Source information
Issue #6962, opened 2022-08-12
No way to retrieve the correct key letter from a keycode on non-QWERTY keyboards


Hangman:
At the moment, there's no way to get the correct String representation of a keycode, unless you're using a standard (US?) QWERTY keyboard. This is mainly an issue for displaying key bindings. The only exception is as far as I know the lwjgl2 backend where keycodes refer to logical keys instead of the physical position (correct me if I'm wrong and I will edit this).

### Example
Press Q on a QWERTY keyboard => `Input.Keys.toString(keycode)` will return "Q".
Press Q on a AZERTY keyboard => `Input.Keys.toString(keycode)` will return "A".

### Potential fix
Please read #6957 for a discussion about how this could be fixed.

mrlem:
Stumbled on this issue as well: this is actually a regression originating from the LWJGL3 backend: it used to work fine with the LWJGL2 backend. I guess that's linked to the behavior LWJGL3 has for glfwSetKeyCallback:

> The key functions deal with physical keys, with layout independent key tokens named after their values in the standard US keyboard layout

I get that for the specific case where you map WSAD keys for directions this is a feature, as it enforces the physical layout over the keymap. But for many very common situations, this breaks existing code:

Say you have an **A**ttack action you want to bind to the "A" key:

```kotlin
if (Gdx.input.isKeyJustPressed(Keys.A)) {
    /* do something */
}
```

is now broken depending on the keymap the users computer has. Or it's the new way it works, but then the doc could be clearer, as it's very misleading.

I wonder what's the suggested approach, now. The only one I found was to revert to an ```InputProcessor``` and override ```keyTyped(character: Char): Boolean```.

PR #7446, opened 2024-08-22
Localized key names for non-US keyboards

MonstrousSoftware:
Linked to issue #6962 and #6957 and recent discussions in the Discord help forum.

Since LWJGL3 the key codes (Input.Keys.*) always follow the US keyboard layout.  This is not accidental, but a deliberate choice by the underlying GLFW library. However, for presentation to the user of key names (e.g. in a tutorial or a key binding screen), it would be good to follow the user's regional keyboard setting. E.g. if the user has an AZERTY keyboard, the "WASD" keys map to "ZQSD".

Following the discussion in issue #6957 the conclusion was that Input.Keys.toString should be region aware, i.e. present the key name as the user sees it on their keyboard.

This only applies to the LWJGL3 backend. The web backend (GWT and TeaVM) use key codes that are localized.

The solution is to use ```glfwGetKeyName(int key, int scancode)``` in GLFW to provide the name of a printable key.  This also required a mapping function ``getGLFWKeyCode`` to reverse the mapping from gdx key code back to GLFW code.  For non-printable keys, this original switch of Input.Keys.toString is maintained. The Input class was modified to allow alternative key names, the DefaultLwjgl3Input class was modified to introduce a key mapping for printable keys.

Tested on Windows with LWJGL3 with a UK and German keyboard.

### DIFF
--- a/gdx/src/com/badlogic/gdx/Input.java
+++ b/gdx/src/com/badlogic/gdx/Input.java
@@ -273,11 +273,21 @@ public interface Input {
 
 		public static final int MAX_KEYCODE = 255;
 
+		public static class KeyNameMapper {
+			public String getKeyName (int keycode) {
+				return null;
+			}
+		}
+
+		public static KeyNameMapper keyNameMapper = new KeyNameMapper();
+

Problem to work on
Without any change, write the listing out again.

Answer section
Issue #6962, opened 2022-08-12
No way to retrieve the correct key letter from a keycode on non-QWERTY keyboards


Hangman:
At the moment, there's no way to get the correct String representation of a keycode, unless you're using a standard (US?) QWERTY keyboard. This is mainly an issue for displaying key bindings. The only exception is as far as I know the lwjgl2 backend where keycodes refer to logical keys instead of the physical position (correct me if I'm wrong and I will edit this).

### Example
Press Q on a QWERTY keyboard => `Input.Keys.toString(keycode)` will return "Q".
Press Q on a AZERTY keyboard => `Input.Keys.toString(keycode)` will return "A".

### Potential fix
Please read #6957 for a discussion about how this could be fixed.

mrlem:
Stumbled on this issue as well: this is actually a regression originating from the LWJGL3 backend: it used to work fine with the LWJGL2 backend. I guess that's linked to the behavior LWJGL3 has for glfwSetKeyCallback:

> The key functions deal with physical keys, with layout independent key tokens named after their values in the standard US keyboard layout

I get that for the specific case where you map WSAD keys for directions this is a feature, as it enforces the physical layout over the keymap. But for many very common situations, this breaks existing code:

Say you have an **A**ttack action you want to bind to the "A" key:

```kotlin
if (Gdx.input.isKeyJustPressed(Keys.A)) {
    /* do something */
}
```

is now broken depending on the keymap the users computer has. Or it's the new way it works, but then the doc could be clearer, as it's very misleading.

I wonder what's the suggested approach, now. The only one I found was to revert to an ```InputProcessor``` and override ```keyTyped(character: Char): Boolean```.

PR #7446, opened 2024-08-22
Localized key names for non-US keyboards

MonstrousSoftware:
Linked to issue #6962 and #6957 and recent discussions in the Discord help forum.

Since LWJGL3 the key codes (Input.Keys.*) always follow the US keyboard layout.  This is not accidental, but a deliberate choice by the underlying GLFW library. However, for presentation to the user of key names (e.g. in a tutorial or a key binding screen), it would be good to follow the user's regional keyboard setting. E.g. if the user has an AZERTY keyboard, the "WASD" keys map to "ZQSD".

Following the discussion in issue #6957 the conclusion was that Input.Keys.toString should be region aware, i.e. present the key name as the user sees it on their keyboard.

This only applies to the LWJGL3 backend. The web backend (GWT and TeaVM) use key codes that are localized.

The solution is to use ```glfwGetKeyName(int key, int scancode)``` in GLFW to provide the name of a printable key.  This also required a mapping function ``getGLFWKeyCode`` to reverse the mapping from gdx key code back to GLFW code.  For non-printable keys, this original switch of Input.Keys.toString is maintained. The Input class was modified to allow alternative key names, the DefaultLwjgl3Input class was modified to introduce a key mapping for printable keys.

Tested on Windows with LWJGL3 with a UK and German keyboard.

### DIFF
--- a/gdx/src/com/badlogic/gdx/Input.java
+++ b/gdx/src/com/badlogic/gdx/Input.java
@@ -273,11 +273,21 @@ public interface Input {
 
 		public static final int MAX_KEYCODE = 255;
 
+		public static class KeyNameMapper {
+			public String getKeyName (int keycode) {
+				return null;
+			}
+		}
+
+		public static KeyNameMapper keyNameMapper = new KeyNameMapper();
+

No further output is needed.